Word for word, repeat every record.

(Collected data)
=== Section Start ===
PR #4414, opened 2020-05-18
chore: add codesandbox ci

eunjae-lee:
**Summary**

This PR configures CodeSandbox CI app.

related to https://github.com/algolia/react-instantsearch/pull/2927

### DIFF
--- a/.codesandbox/ci.json
+++ b/.codesandbox/ci.json
@@ -1,0 +1,5 @@
+{
+  "sandboxes": [
+    "github/algolia/create-instantsearch-app/tree/templates/instantsearch.js"
+  ]
+}
--- a/.codesandbox/ci.json
+++ b/.codesandbox/ci.json
@@ -1,5 +1,3 @@
 {
-  "sandboxes": [
-    "github/algolia/create-instantsearch-app/tree/templates/instantsearch.js"
-  ]
+  "sandboxes": ["instantsearchjs-es-template-pcw1k"]
 }


eunjae-lee:
IIUC, it just replaces the dependency with the temporary one. I don't think they use it from script tag according to the sandbox created in the react-IS repo: https://codesandbox.io/s/eloquent-bush-wy34l

francoischalifour:
What @Haroenv means is that [the template uses a script tag](https://github.com/algolia/create-instantsearch-app/blob/a2c0687d16fbb659307e99facccd12fad19f0301/instantsearch.js/index.html#L48) which CodeSandbox might not be able to replace during deployment.

eunjae-lee:
Oops. Closed by mistake.

eunjae-lee:
> What @Haroenv means is that [the template uses a script tag](https://github.com/algolia/create-instantsearch-app/blob/a2c0687d16fbb659307e99facccd12fad19f0301/instantsearch.js/index.html#L48) which CodeSandbox might not be able to replace during deployment.

You're right. What do you think of adding instantsearch.js as a dependency in create-react-app template and `import` it there? Any blocker? If not, I'll send a PR.

Haroenv:
I think it's better to use a different example which imports

francoischalifour:
Yeah I think it's a bit too early to move to imports in the sandbox because we document the UMD usage everywhere in the documentation. We can create an InstantSearch.js ESM template.

eunjae-lee:
Okay sounds good. I guess I can just create a code sandbox which imports es module and use it as the base for the PRs.
Or, do you want to have it in a proper repo like doc-code-samples?

francoischalifour:
That's fine to me!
=== Section End ===
Response below:
PR #4414, opened 2020-05-18
chore: add codesandbox ci

eunjae-lee:
**Summary**

This PR configures CodeSandbox CI app.

related to https://github.com/algolia/react-instantsearch/pull/2927

### DIFF
--- a/.codesandbox/ci.json
+++ b/.codesandbox/ci.json
@@ -1,0 +1,5 @@
+{
+  "sandboxes": [
+    "github/algolia/create-instantsearch-app/tree/templates/instantsearch.js"
+  ]
+}
--- a/.codesandbox/ci.json
+++ b/.codesandbox/ci.json
@@ -1,5 +1,3 @@
 {
-  "sandboxes": [
-    "github/algolia/create-instantsearch-app/tree/templates/instantsearch.js"
-  ]
+  "sandboxes": ["instantsearchjs-es-template-pcw1k"]
 }


eunjae-lee:
IIUC, it just replaces the dependency with the temporary one. I don't think they use it from script tag according to the sandbox created in the react-IS repo: https://codesandbox.io/s/eloquent-bush-wy34l

francoischalifour:
What @Haroenv means is that [the template uses a script tag](https://github.com/algolia/create-instantsearch-app/blob/a2c0687d16fbb659307e99facccd12fad19f0301/instantsearch.js/index.html#L48) which CodeSandbox might not be able to replace during deployment.

eunjae-lee:
Oops. Closed by mistake.

eunjae-lee:
> What @Haroenv means is that [the template uses a script tag](https://github.com/algolia/create-instantsearch-app/blob/a2c0687d16fbb659307e99facccd12fad19f0301/instantsearch.js/index.html#L48) which CodeSandbox might not be able to replace during deployment.

You're right. What do you think of adding instantsearch.js as a dependency in create-react-app template and `import` it there? Any blocker? If not, I'll send a PR.

Haroenv:
I think it's better to use a different example which imports

francoischalifour:
Yeah I think it's a bit too early to move to imports in the sandbox because we document the UMD usage everywhere in the documentation. We can create an InstantSearch.js ESM template.

eunjae-lee:
Okay sounds good. I guess I can just create a code sandbox which imports es module and use it as the base for the PRs.
Or, do you want to have it in a proper repo like doc-code-samples?

francoischalifour:
That's fine to me!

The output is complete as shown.